Task goal: What is the number of lines in the entries that include the word "selectClassName"? Respond with the number only.

[Dataset records]
##########
PR #1092, opened 2024-08-16
Add aria-labeledby in icon

pgurusinga:
Add text on the external standalone link icon 

next steps:
- fetch data from Strapi for custom aria-labelledby text


app/components/OpenInNewTabIcon.tsx
```diff
@@ -1,8 +1,13 @@
 import OpenInNewIcon from "@digitalservicebund/icons/OpenInNew";
 
+type OpenInNewTabIcon = {
```
aaschlote, line 3: can we rename to ``OpenInNewTabIcon`` to ``OpenInNewTabIconProps``? The react component of this file is called also ``OpenInNewTabIcon``?

app/components/OpenInNewTabIcon.tsx
```diff
@@ -15,10 +20,11 @@ export const openInNewAllowedAttributes = {
   path: ["d", "fill"],
 };
 
-export const OpenInNewTabIcon = () =>
+export const OpenInNewTabIcon = ({ ariaLabelledBy }: OpenInNewTabIcon) =>
```
aaschlote, line 23: Is it possible to add a small unit test here?

app/components/StandaloneLink.tsx
```diff
@@ -34,7 +34,7 @@ export const StandaloneLink = ({
     <a {...anchorProps}>
       {icon}
       {text}
-      {shouldOpenNewTab && <OpenInNewTabIcon />}
+      {shouldOpenNewTab && <OpenInNewTabIcon ariaLabelledBy={text} />}
```
aaschlote, line 37: Should be the ``öffnet neues Fenster`` as it's described in the [ticket](https://app.asana.com/0/1207022303033556/1207867713016633)?

aaschlote (approved):
LGTM

app/components/StandaloneLink.tsx
```diff
@@ -34,7 +34,9 @@ export const StandaloneLink = ({
     <a {...anchorProps}>
       {icon}
       {text}
-      {shouldOpenNewTab && <OpenInNewTabIcon />}
+      {shouldOpenNewTab && (
+        <OpenInNewTabIcon ariaLabelledBy={"In neuem tab öffnen"} />
```
chohner, line 38: I don't think this is the right usage of `aria-labledby`, as its used to reference an existing element ID in them DOM that contains the label, see https://developer.mozilla.org/en-US/docs/Web/Accessibility/ARIA/Attributes/aria-labelledby

pgurusinga: Thanks for the hint! we changed the implementation and tested using the aria-label in the `<a>`, but unfortunately, the voice assistive cannot speak the aria-label inside SVG.

cc: @aaschlote

chohner (approved):

PR #1094, opened 2024-08-19
Refactor: Unify File & API schemas

chohner:
We had a separate model for the content file (`StrapiFileContent.ts`) and the API, even though the file is filled using the API layer.

This unifies them into `StrapiSchemas` and cleans up typing throughout.
Downside:
- typing of `fetchX()` return values is a bit ugly (since we want to unpack content of the first item)


chohner:
replaced by https://github.com/digitalservicebund/a2j-rechtsantragstelle/pull/1095

PR #1074, opened 2024-08-13
feat(pruner): Add config based pruner

zechmeister:
This introduces a pruning service that _prunes_/filters/reduces unnecessary properties from userData (`Context`) by combining the flow configuration and flowPages from strapi.

It does so in three steps:
1. use userData and the flowConfiguration and follow the Paths a user has taken through the flow to collect all steps a user has seen (`function getPaths(...): StepPath[]`). The steps are organised into lists of steps (`Paths`) because subflows and arrays need to be treated differently.
2. get the associated formFields from strapi for every step from 1.
3. pick the data from userData that has representations in the formFields from 2.

## todo:
- [x] fetch the flowPages only once (relevant for performance on staging)
- [ ] ~~e2e tests~~ integration tests
- [ ] move `getSteps()` to FlowController

PR #1095, opened 2024-08-19
refactor: unify file&api schemas

chohner:
- Introduces an shared interface `GetStrapiEntry` for data request layer
- This layer now always returns an array
- Unpacking of data moved to internal fetch interface (`fetchX()`)
- Unifies schema between file (`StrapiFileContentSchema`) and API (`schemas.ts`) to 
 a single `StrapiSchemas` and cleans up typing throughout
- removes `locale` from the internal API (for now)

Downside:
- return types of `fetchX()` are a bit ugly (since we want to unpack content of the first item)

unblocks https://github.com/digitalservicebund/a2j-rechtsantragstelle/pull/1074


app/services/cms/getStrapiEntry.ts
```diff
@@ -0,0 +1,12 @@
...
+import { getStrapiEntryFromApi } from "./getStrapiEntryFromApi";
+import { getStrapiEntryFromFile } from "./getStrapiEntryFromFile";
+import type { ApiId, StrapiSchemas } from "./schemas";
+import { config } from "../env/env.server";
+
+export type GetStrapiEntry = <T extends ApiId>(
+  opts: GetStrapiEntryOpts & { apiId: T },
+) => Promise<StrapiSchemas[T] | [null]>;
+
+export const getStrapiEntry: GetStrapiEntry =
```
frederike-ramin, line 11: I'm struggeling a little bit with the naming here. And not only here, but also in our types. Everything is called `Strapi`, even for the file version, which is just Strapi in the second look. So maybe we can rename all of the `Strapi` things into `Cms` things? Becuse the file can be considered a Cms, but not a Strapi?

app/services/cms/getStrapiEntryFromApi.ts
```diff
@@ -33,37 +33,29 @@ const buildUrl = ({
...
-    response = unpackResponse(await makeStrapiRequest(buildUrl(opts)));
-  }
-  return response?.attributes;
+  const stagingData =
+    opts.locale !== "all"
+      ? (await makeStrapiRequest<T>(stagingUrl)).data.data
+      : null;
+
+  const invalidStagingData =
+    !stagingData || (Array.isArray(stagingData) && stagingData.length === 0);
```
frederike-ramin, line 54: It's `stagingDataInvalid` right?

frederike-ramin: I think `_.isEmpty() ` should do exactly what you want here?

app/services/cms/getStrapiEntry.ts
chohner: Sorry, just getting to this now - since the file is just a dump of strapi content I think the name still makes sense? Because the data structure follows strapi, not our own.

If we would add another CMS we would keep the internal `getEntry` interface but could have a totally different data structure behind it

PR #1096, opened 2024-08-19
Enable no-store (no caching) in preview and staging

pgurusinga:
## Problem
We are encountering an issue where the cookie banner reappears even after it has been accepted or declined on a different page.

## Steps to Reproduce
1. The user visits [https://service.justiz.de/](https://service.justiz.de/) and doesn't accept the banner.
2. The user clicks to the next page (e.g. Fluggastrechte or Beratungshilfe).
3. The user then accepts the banner when prompted.
4. After that, the user uses the browser's back button.
5. The banner reappears.

This issue only occurs in the production build because the Dev server or Remix doesn't include the `Cache-Control` header.

## Investigation Result
The browser caches the previous page, so when the cookie banner is accepted on a new page, the previous page is retrieved from the cache, showing outdated information.

After reviewing the article from the Chrome team at [https://web.dev/articles/bfcache#minimize-no-store](https://web.dev/articles/bfcache#minimize-no-store), I've concluded that this **no-store header** causes the back button to **re-fetch outdated cached data**.

> Cache-Control: `no-store` is an HTTP header web servers can set on responses that instructs the browser not to store the response in any HTTP cache. It's used for resources containing sensitive user information, such as pages behind a login.

## Solution
- Set `Cache-Control: no-store` to the client

## Pros/Cons
**Pros:**
- No user data is cached (this is still an assumption).
- Eliminates stale page issues.

**Cons:**
- The header might impact performance, although the browser may smartly cache some JS and CSS files.

## Next Steps
- We plan to enable the header in Staging and Preview environments to observe potential issues.
- Duration of observation: 1-2 weeks.


aaschlote (approved):
LGTM

PR #1098, opened 2024-08-19
Write ADR 009 - Recording Fail Videos from E2E Tests

aaschlote:


chohner (approved):

frederike-ramin (approved):
Not sure about the `significantly reduced` as I never checked it, but if you say so^^

pgurusinga (approved):

PR #1100, opened 2024-08-20
Dynamic Hinweisblatt Content

Spencer6497:
This PR dynamically creates the Hinweisblatt for the user, conditionally checking for a printed/online application, and checking for valid Amtsgericht.

Output (left = printout, right = online)
Bildschirmfoto 2024-08-20 um 15 32 32

---
  - https://app.asana.com/0/0/1208032874339857


Spencer6497:
NOTE: probably "cleverer" than need be. I wanted to minimize code duplication and ensure ease of copy changes in the future. LMK if I should do something simpler. Also, how the heck do I test this?! I tried in [this file](https://github.com/digitalservicebund/a2j-rechtsantragstelle/blob/301298282dcc0de3516c3da32627333a7d452a29/app/services/pdf/beratungshilfe/__test__/getBeratungshilfePdfFromContext.test.ts) but couldn't figure it out.

PR #1113, opened 2024-08-26
Feat: Define width options for Select component

aaschlote:
Ticket: https://app.asana.com/0/1207022303033556/1208087966238690

### DIFF
--- a/app/components/inputs/Select.tsx
+++ b/app/components/inputs/Select.tsx
@@ -5,14 +5,24 @@ import { type ErrorMessageProps } from ".";
 import InputError from "./InputError";
 import InputLabel from "./InputLabel";
 
-type SelectProps = {
+export type SelectProps = {
   name: string;
   options: { value: string; text: string }[];
   label?: ReactNode;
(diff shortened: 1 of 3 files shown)


app/components/inputs/Select.tsx
```diff
@@ -5,29 +5,44 @@ import { type ErrorMessageProps } from ".";
...
 
-  const selectClassName = classNames("ds-select", {
-    "has-error": error,
-  });
+  const selectClassName = classNames(
+    "ds-select",
+    {
+      "has-error": error,
+    },
+    width && widthClass(width),
```
chohner, line 44: Not sure whether its more readable but at least it would keep the whole logic in one place
```
classnames("ds-select", {
   "w-[22ch]": width === "16",
   "w-[30ch]": width === "24",
})
```

aaschlote: I got this logic from the `Input.tsx`. If you have strong feelings that it's better this way I can change it 😃

PR #1122, opened 2024-08-28
Create hidden input component

aaschlote:
Ticket: https://app.asana.com/0/1207022303033556/1208148935193352

### DIFF
--- a/app/components/inputs/__test__/HiddenInput.test.tsx
+++ b/app/components/inputs/__test__/HiddenInput.test.tsx
@@ -1,0 +1,35 @@
+import { createRemixStub } from "@remix-run/testing";
+import { render } from "@testing-library/react";
+import * as remixValidatedForm from "remix-validated-form";
+import HiddenInput from "../HiddenInput";
+
+vi.mock("remix-validated-form", () => ({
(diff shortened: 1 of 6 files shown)


app/components/inputs/__test__/HiddenInput.test.tsx
```diff
@@ -0,0 +1,35 @@
...
+    clearError: vi.fn(),
+    validate: vi.fn(),
+    touched: false,
+    setTouched: vi.fn(),
+  });
+});
+
+describe("HiddenInput", () => {
+  it("should render an input hidden", () => {
+    const RemixStub = createRemixStub([
```
pgurusinga, line 24: Can we simplify this? there's no dependency on Remix so we could use `render(<HiddenInput />)` directly for example is the `Button.test.tsx`

pgurusinga (approved):
beside my comment

app/components/inputs/__test__/HiddenInput.test.tsx
aaschlote: sure, I didn't know it would work without. Thanks!

PR #1123, opened 2024-08-28
feat(ci): Disable preview deployment + test in pipeline

frederike-ramin:
We will be running external tests on our preview environment in the coming week so it should be stable.
However, we still want to deploy to production in the meantime.

This PR therefore disables the preview deployment along with the then unneeded (and misleading) e2e tests against preview.

*Do not merge this before 30.09.2024*
*Attention: Our pipeline will be more shaky during this time, so be even more careful what you push to production and possibly double-check production more often.*
We will be reverting this straight after the test ends.


aaschlote (changes requested):
It's missing to remove the`deploy-preview` in the build.content.yml file. Or do we want to have content deployment in preview?

aaschlote:
Sorry, I made an empty commit here, but it was in the wrong branch 😆

frederike-ramin:
@aaschlote nice find, thank you!

aaschlote (approved):
LGTM

PR #2266, opened 2025-06-30
bug(Kontopfandung): fix flow 

ingriddorioschulze:
This PR fixes the back flow for sozialleistungen-einmalzahlung and removes incorrect Boolean and redundant condition


chohner:
could we test this please? :)

chohner (approved):
nice, I tried and the test indeed fails without your fix :)

PR #2268, opened 2025-06-30
refactor(AutoSuggest): Prepare for Gerichtsfinder adoption

Spencer6497:
This PR makes some necessary refactorings to the AutoSuggestComponent, namely to decouple its logic before it gets adopted by the Gerichtsfinder.


app/components/inputs/autoSuggestInput/useDataListOptions.tsx
```diff
@@ -1,15 +1,37 @@
...
+        return response.ok ? await response.json() : [];
+      };
     case "airlines":
-      return `${API_PATH}/airlines/list`;
+      return async () => {
+        const response = await fetch(`${API_PATH}/airlines/list`);
+        return response.ok ? await response.json() : [];
+      };
+    case "streetNames":
+      return fetchStreetnamesForZipcode;
```
aaschlote, line 34: I see the function `fetchStreetnamesForZipcode` uses `lodash`. This library is super huge and brings problems for the bundle if it's in the client-side. Let's create a new router following the other APIs structure, in this case it would be `API_PATH/street/list` and pass the zip code as query parameter. In this new routing you can call all the logic of `fetchStreetnamesForZipcode` there.

app/components/inputs/autoSuggestInput/useDataListOptions.tsx
```diff
@@ -18,25 +40,31 @@ function getResourcePath(type: DataListType): string {
...
-          const json = await response.json();
-          setDataListOptions(json);
-        }
-      } catch {
+        const dataFetcher = getDataFetcher(dataListType, postleitzahl);
+        const options = await dataFetcher(postleitzahl);
+        setDataListOptions(options);
+      } catch (err: unknown) {
+        // eslint-disable-next-line no-console
+        console.error(err);
```
aaschlote, line 60: any special reason to have this `console.error` here?

app/components/inputs/autoSuggestInput/useDataListOptions.tsx
```diff
@@ -1,15 +1,37 @@
...
-      return `${API_PATH}/airports/list`;
+      return async () => {
+        const response = await fetch(`${API_PATH}/airports/list`);
+        return response.ok ? await response.json() : [];
+      };
     case "airlines":
-      return `${API_PATH}/airlines/list`;
+      return async () => {
+        const response = await fetch(`${API_PATH}/airlines/list`);
+        return response.ok ? await response.json() : [];
```
aaschlote, line 31: once you added the new routing, bring back the old logic of the `response.ok` inside the `hook` function, so we don't need to test this option for every data list option type.

aaschlote (commented):
you have a warning lint, please take a look.

app/components/inputs/autoSuggestInput/__test__/useDataListOptions.test.tsx
```diff
@@ -10,6 +10,8 @@ afterEach(() => {
   vi.restoreAllMocks(); // This clears all mocks after each test
 });
 
+vi.mock("react-router");
```
chohner, line 13: ?

app/components/inputs/autoSuggestInput/useDataListOptions.tsx
chohner: (however, I agree that aligning the API for fetching data would be preferable)

pgurusinga: ☝️  agree to what Alex said and just extra sauce for the route: path name instead of query param `API_PATH/street/list/{zipCode}`

app/components/inputs/autoSuggestInput/useDataListOptions.tsx
Spencer6497: felt kinda weird to send a likely super technical error message to the user, but didn't wanna swallow the error entirely

PR #2284, opened 2025-07-02
feat(PKH): add zusammenfassung page to the flow

ingriddorioschulze:
This PR adds zusammenfassung page to the PKH flow after /weitere-angaben and before /ende when feature flag is true


app/services/isFeatureFlagEnabled.server.ts
```diff
@@ -6,6 +6,7 @@ const localFeatureFlags = {
   showFileUpload: false,
   showNachbefragung: false,
   showKontopfaendungWegweiserFlow: false,
+  showZusammenfassung: false,
```
chohner, line 9: could we rename this flag to something more explicit? `showPKHZusammenfassung` or similar?

app/domains/prozesskostenhilfe/formular/index.ts
```diff
@@ -201,17 +204,34 @@ export const prozesskostenhilfeFormular = {
...
+                target: showPKHZusammenfassung ? "zusammenfassung" : "ende",
               },
             ],
           },
-          dokumente: { on: { BACK: "#weitere-angaben", SUBMIT: "ende" } },
+          ...(showPKHZusammenfassung && {
+            zusammenfassung: {
+              on: {
+                BACK: "#weitere-angaben",
+                SUBMIT: "dokumente",
```
Spencer6497, line 215: should we be checking for `fileUploadRelevant` and `showFileUpload` here too?

app/domains/prozesskostenhilfe/formular/index.ts
```diff
@@ -201,17 +204,34 @@ export const prozesskostenhilfeFormular = {
...
+          },
           ende: {
             on: {
               BACK: [
                 {
                   guard: ({ context }) =>
-                    Boolean(showFileUpload) && fileUploadRelevant({ context }),
+                    (Boolean(showFileUpload) &&
+                      fileUploadRelevant({ context })) ||
+                    Boolean(showPKHZusammenfassung),
```
Spencer6497, line 234: bit confused about the addition of the `showPKHZusammenfassung` guard here: it looks like this will route back to `dokumente` if we're showing the zusammenfassung, _regardless_ of whether file upload is enabled or relevant?

Spencer6497 (commented):
Questions about logical flow, but good work ✨

PR #2285, opened 2025-07-02
[Feat] Add Accordion to Infobox component

melgaafary:
Content managers want to add Accordion to PageContent. The easiest way design wise was to put it inside InfoBox and they can use that in pages

image


app/components/InfoBoxItem.tsx
```diff
@@ -31,7 +33,12 @@ const InfoBoxItem = ({
   inlineNotices,
   buttons,
   separator,
+  accordion,
 }: InfoBoxItemProps) => {
+  console.log("InfoBoxItem props:", {
```
chohner, line 38: this is probably still from debugging?

app/components/InfoBoxItem.tsx
```diff
@@ -70,6 +77,11 @@ const InfoBoxItem = ({
             ))}
           </ButtonContainer>
         )}
+        {accordion && (
+          <div className="max-w-[630px]">
```
chohner, line 81: I'm surprised we need the max-w here, shouldn't the parent take care of that?

app/services/cms/models/StrapiInfoBoxItem.ts
```diff
@@ -7,6 +7,8 @@ import { OptionalStrapiLinkIdentifierSchema } from "./HasStrapiLinkIdentifier";
 import { StrapiButtonSchema } from "./StrapiButton";
 import { StrapiDetailsSchema } from "./StrapiDetails";
 import { StrapiImageOptionalSchema } from "./StrapiImage";
+import { StrapiAccordionSchema } from "./StrapiAccordion";
```
chohner, line 10: nits: some import order fixes :)

chohner (approved):
lgtm except the lint issues

app/components/InfoBoxItem.tsx
melgaafary: ops yea good catch

app/components/InfoBoxItem.tsx
melgaafary: thats the parent

PR #2293, opened 2025-07-04
Preload fonts

aaschlote:
### Background
After preload the styles, the website https://speedvitals.com/ was showing that the we could also preload the fonts.

image

### Changes

- Preload the fonts to we can reduce the LCP
- Remove `font-family` duplication


app/root.tsx
```diff
@@ -62,6 +64,19 @@ export const links: LinksFunction = () => [
...
+    href: BundesSansWebBold,
+    as: "font",
+    crossOrigin: "anonymous",
+  },
+  {
+    rel: "preload",
+    href: "/fonts/Fira-Sans.woff2",
+    as: "font",
+    crossOrigin: "anonymous",
+  },
```
pgurusinga, line 79: If both CSS and fonts are prioritised, should CSS come first? I think HTML, CSS, and JS should take precedence, with fonts and images following. Does this imply that fonts are as important as CSS?

chohner: just checked it - it does indeed avoid a font-flash on first load.

Proposal: I will remove Fira-sans from preloading (since thats only used for kopfzeile) and merge to wrap up the performance work

PR #2297, opened 2025-07-07
bug(Report Problem): report problem button alignment on Amtsgerichtsfinder

ingriddorioschulze:
This PR fixes the positioning of the Report Problem button in the Amtsgerichtsfinder page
##########
Answer for this exercise: 2